To be fair, a lot of HQM packs try to
make every mod require every other mod ("want to make a shaft? You need a silverwood wand core!"/"What do you mean, I need an ore magnet to craft a pulverizer?"/"Why does the recipe for a sludge boiler include a singularity?"), and I am not willing to allow this with RC. Additionally, I find it to be terrible design, and more of a lazy "look I made balance" attempt than anything requiring real design effort.
Editing the techtree does not usually cause crashes. It causes things like dependency loops or exploits, neither of which are going to be reported with "oh yeah, I changed this".

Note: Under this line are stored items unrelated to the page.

PR #43532, opened 2026-03-08
fix(studio): wrap project actions

dnywh:

- UI fix

- The _New project_ button overflows to the right on smaller (phone-sized) breakpoints
- Due to addition of _Sort by_ dropdown last week

## What is the new behavior?

- All actions now wrap on smaller breakpoint

| Before | After |
| --- | --- |
| Supabase-383C523F-0BF1-48CD-8052-F6D68301DA4E | Supabase-ED7AD923-E837-4D48-B7D1-6DA3C6E45BFA |


joshenlim (approved):
Verified changes on preview - both on desktop + mobile viewport widths

PR #43534, opened 2026-03-09
feat(studio): page titles for project surfaces

dnywh:
Stacked PR 2/5 for page title improvements. Includes Auth, Database, editors, and Edge Functions layout title adoption.

_Base: [dnywh/feat/page-titles](https://github.com/supabase/supabase/pull/43538)_

---

- Resolves FE-1960
- Resolves FE-1983
- Resolves DEPR-207

Page titles between surfaces are inconsistent and vague. Sometimes they say the product name:

```
My Project | My Org | Supabase
```

...even when on a specific surface like Database > Tables.

Other times they show the entity name but skip over the project or org name :

```
Edge Functions | Supabase
```

## What is the new behavior?

Auth, Database, editors, and Edge Functions adopt the layout title format introduced in https://github.com/supabase/supabase/pull/43538:

```
users | Table Editor | My Project | My Org | Supabase
hello-world | Logs | Edge Functions | My Project | My Org | Supabase
Backups | Database | My Project | My Org | Supabase
Authentication | My Project | My Org | Supabase
```

That format is:

entity, section, surface, project, org, brand

## Additional context

Related stacked PRs also based on the the original [dnywh/feat/page-titles](https://github.com/supabase/supabase/pull/43538) branch:

- https://github.com/supabase/supabase/pull/43535
- https://github.com/supabase/supabase/pull/43536
- https://github.com/supabase/supabase/pull/43537


apps/studio/components/layouts/EdgeFunctionsLayout/EdgeFunctionsLayout.tsx
```diff
@@ -35,11 +35,21 @@ const EdgeFunctionsProductMenu = () => {
...
+
+const EdgeFunctionsLayout = ({
+  children,
+  title = 'Edge Functions',
+  browserTitle,
+}: PropsWithChildren<EdgeFunctionsLayoutProps>) => {
   return (
     <ProjectLayout
-      title="Edge Functions"
+      title={title}
```
joshenlim, line 50: i just realised that this is bit of a confusing DX that we have a `title` property and a `browserTitle` property

was checking ProjectLayout and see that `title` is just being used in `buildStudioPageTitle` which also tries to read from `browserTitle`

could we just use browserTitle? and deprecate `title`? although do let me know if theres something that i might be overlooking!

dnywh: Hmm, that is confusing DX. I just spiked this change (which I agree with) and it adds a bit of heft to the stacked PRs.

Perhaps we can mark `title` as deprecated in `ProjectLayoutProps` (e.g. `@deprecated use browserTitle.section`) and migrate wrappers/pages to `browserTitle` incrementally? I can do that after these stacked PRs?

apps/studio/components/layouts/AuthLayout/AuthLayout.tsx
```diff
@@ -8,22 +8,45 @@ import { PropsWithChildren } from 'react'
 import { ProjectLayout } from '../ProjectLayout'
 import { useGenerateAuthMenu } from './AuthLayout.utils'
 
+const AUTH_SECTION_TITLE_BY_PAGE: Record<string, string> = {
```
joshenlim: just a DX feedback on this one too - instead of having the AuthLayout keep a mapping of page route to title, am thinking we let the parent pass this value as a prop instead

so we'd render the layout as <AuthLayout title="...." /> instead

that way its easier to keep in mind to set a title when we create new pages and we don't need to manually set page titles via splitting on the router pathname

this is just like what we're doing for EdgeFunctionsLayout - so also a factor for consistency
ensure that title is a required prop into the layout components

joshenlim: will be the same for database layout and edge function details layout

joshenlim: e.g for restore to new project - we left out its title in DatabaseLayout

so reckon it'll be better to declare at the page level instead, make title a necessary prop

joshenlim (approved):

apps/studio/pages/project/[ref]/functions/index.tsx
```diff
@@ -178,7 +178,7 @@ const EdgeFunctionsPage: NextPageWithLayout = () => {
 EdgeFunctionsPage.getLayout = (page: React.ReactElement) => {
   return (
     <DefaultLayout>
-      <EdgeFunctionsLayout>
+      <EdgeFunctionsLayout title="Edge Functions">
```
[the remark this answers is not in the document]
Comment (dnywh) [reply apps/studio/pages/project/[ref]/functions/index.tsx:181]: Has no visible impact right now. Will defer polish until after stacked PRs are in.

I both agree and disagree with this.
Main point: you're absolutely right to want your mod to not be compromised in that manner, as you have a very particular vision of it.
I also have not seen a lot of HQM packs, so cannot make any statement on them.
Counterpoint: A couple of examples of it done in a way I think is good are from Blood N Bones; machine frames requiring copper coils (not entirely unreasonable), and pistons needing red alloy. BnB has more, but these two I particularly liked, as they still made a sort of "sense" to me.
Also, it can be interesting to see normality subverted - so machines being made by Thaumcraft infusion, for example. This is clearly not what was intended by the mod authors, BUT in a particular setting it can be a fun hook that ties a pack together.
But.
As you've pointed out before, these packs are NOT a good way to learn a mod. They are in fact the opposite - to give people who are very familiar with mods a new challenge.
TL;DR, I actually don't disagree, I just think that with a coherent vision in a modpack designed to deviate from the norm, such integration can have its place; RoC, ReC et al are an exception to this though.